Prende il via la terza edizione di “Città Come Cultura” (CCC), un progetto di Maxxi – Museo nazionale delle arti del XXI secolo promosso e sostenuto dalla Direzione generale creatività contemporanea del Mibact sulla relazione fra le città e la cultura. Un’iniziativa che si compone di una serie di eventi, in presenza e online, che si svolgeranno dal 18 settembre, con il primo appuntamento a Bologna, al mese di febbraio 2021, quando si terrà l’evento di chiusura nella nuova sede di Maxxi L’Aquila. Un’edizione itinerante che coinvolgerà tutto il territorio nazionale e che vede la partecipazione di Ordine degli Architetti di Bologna, Comune di Taranto, Fondazione Promo PA, Comitato per Parma 2020, Triennale Milano e Maxxi – Museo nazionale delle arti del XXI secolo di Roma. Per il 2020 si è scelto un tema che rimanda alle forme di linguaggio e dei temi più immediati, legati sia all’emergenza della crisi sanitaria, sia alle nuove modalità di socialità sviluppatesi durante il periodo di lockdown, che hanno portato gli individui a scoprire possibilità e limiti delle relazioni gestite attraverso tecnologie sempre più avanzate. Con uno sguardo rivolto anche al futuro, negli appuntamenti di “Città Come Cultura” saranno previsti momenti di formazione, scambio e progettualità che coinvolgeranno giovani, creativi e professionisti della cultura i quali, ciascuno secondo il proprio ruolo, sono protagonisti attivi della realizzazione di processi culturali su scala urbana e territoriale.

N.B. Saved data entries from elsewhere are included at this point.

PR #306, opened 2024-06-15
Send Generic command to new tab if current tab is busy

makenneth:
## Problem
If user has an outgoing request and use the generic commands, the chat history becomes a mess. 

Note: 
- Change `sinon.stub` -> `sandbox.stub` in `chat.test` since there is only a `sandbox.restore()`, which affected the other test file.
- Changed `mynah.test` to use `beforeEach` setup as it is difficult to debug shared setup
- Clear all tabs after each test since both test files seem to share the same UI (with the same tab limit)

## Solution
vscode current opens up a new tab if there is an outgoing request. This PR mimics their behavior.

## License

### DIFF
--- a/chat-client/src/client/chat.test.ts
+++ b/chat-client/src/client/chat.test.ts
@@ -16,29 +16,34 @@ import { createChat } from './chat'
 import sinon = require('sinon')
 import { TELEMETRY } from '../contracts/serverContracts'
 import { ERROR_MESSAGE_TELEMETRY_EVENT, SEND_TO_PROMPT_TELEMETRY_EVENT } from '../contracts/telemetry'
+import { MynahUI } from '@aws/mynah-ui'
 
 describe('Chat', () => {
     const sandbox = sinon.createSandbox()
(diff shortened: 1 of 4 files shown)


chat-client/src/client/chat.test.ts
```diff
@@ -70,17 +73,17 @@ describe('Chat', () => {
...
     it('publishes tab added event, when UI tab is added', () => {
-        const mynahUi = createChat(clientApi)
         const tabId = mynahUi.updateStore('', {})
 
         assert.calledWithMatch(clientApi.postMessage, {
             command: TAB_ADD_NOTIFICATION_METHOD,
             params: { tabId: tabId },
         })
+
+        mynahUi.getAllTabs()
```
ege0zcan, line 83: nit: why is this call needed?

ege0zcan (approved):

chat-client/src/client/chat.test.ts
makenneth: Oops, I left it in by accident

PR #321, opened 2024-06-19
Fixing Windows problems - prettier CRLF and linux cp tool

imykhai:
## Problem
The package fails builds on Windows. One of the reason is that we have `cp` in our npm scripts which only works on linux. 
Another problem was that we ran `prettier -- check` in some subpackages. In windows git automatically converts linux's `LF` line endings into Windows' `CRLF` when pulling files. It works generally, because git also converts them back to the linux's `LF` before staging or committing the files. And our husky git hooks also run prettier before committing so that prettier will convert the line endings to linux's LF even if git wouldn't. 
But it all breaks because we had npm script that ran `prettier check` on running. And the command fails on windows as it notices `CRLF` line endings which are not allowed.
## Solution
- Use shx tool to make linux-specific calls cross platform
- Run prettier check only as part of the Linux-based GitHub action and not as part of tests 
- Also used `npm ci` instead of `npm install` in the windows GitHub actions (related to https://github.com/aws/language-servers/pull/317)

## License

### DIFF
--- a/chat-client/package.json
+++ b/chat-client/package.json
@@ -11,9 +11,8 @@
     "license": "Apache-2.0",
     "scripts": {
         "compile": "tsc --build && npm run package",
-        "test:prettier": "prettier . --check",
         "test:unit": "ts-mocha -b 'src/**/*.test.ts'",
-        "test": "npm run test:prettier && npm run test:unit",
+        "test": "npm run test:unit",
         "fix:prettier": "prettier . --write",
         "package": "webpack"
     },
--- a/package.json
+++ b/package.json
@@ -14,6 +14,7 @@
     "scripts": {
         "prepare": "husky install .husky",
         "lint": "eslint app/ chat-client/ client/ core/ script/ server/ --ext .ts,.tsx --ignore-path .gitignore && prettier --check .",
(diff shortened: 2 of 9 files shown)


chat-client/package.json
```diff
@@ -11,9 +11,8 @@
     "license": "Apache-2.0",
     "scripts": {
         "compile": "tsc --build && npm run package",
-        "test:prettier": "prettier . --check",
```
ege0zcan, line 14: doesn't this mean local builds and tests will ignore formatting errors? Or so we still have a mechanism against this

imykhai: We now rely on a different mechanism for these - precommit hooks. So locally you won't be able to commit unless everything is formatted and pretty.

package.json
```diff
@@ -39,6 +40,7 @@
         "husky": "^9.0.11",
         "prettier": "^3.2.5",
         "pretty-quick": "^4.0.0",
+        "shx": "^0.3.4",
```
viktorsaws, line 43: oh, this is nice find

viktorsaws (approved):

“Città Come Cultura” vuole quindi presentarsi come una rete “pensante”, con numerosi momenti di confronto durante i quali si indagheranno, tra gli altri, i temi legati ai nuovi metabolismi urbani, problematiche derivanti dai cambiamenti climatici, esperimenti di resilienze metropolitane e disuguaglianze sociali. Al centro del dibattito anche i linguaggi contemporanei sempre più inclusivi e condivisi dai cittadini, con un confronto aperto che vuole mettere a fuoco il rapporto tra cultura e territori e fra la conoscenza e gli spazi pubblici. “La cultura è uno strumento di sviluppo e rigenerazione delle città e dei territori - spiega Margherita Guccione, direttore generale Dgcc del Mibact -. La cultura restituisce valore alle comunità e al ruolo sociale che le istituzioni e le iniziative possono rivestire, oltre a sviluppare consapevolezza sulla sostenibilità urbana e sul valore del progetto per favorire la crescita della domanda di qualità. Altro aspetto importante  è costituito dalla rete di istituzioni e amministrazioni che hanno aderito al progetto. Realtà e contesti differenti che promuoveranno progetti, laboratori e momenti di confronto sui temi emergenti anche nell’ottica di ripartenza del Paese nel post Covid-19”. “Città Come Cultura” giunge quest’anno alla sua terza edizione, dopo la prima del 2016, durante la quale sono state approfondite le dinamiche che portano alcune iniziative culturali ad attivare trasformazioni a scala urbana, e la seconda, incentrata sul ruolo di istituzioni e musei nelle città. Diversamente dagli anni scorsi, quest’anno farà tappa in alcune città: Bologna, Taranto, Lucca, Parma, Milano, L’Aquila e si concluderà nella nuova sede di Maxxi L’Aquila, a febbraio 2021.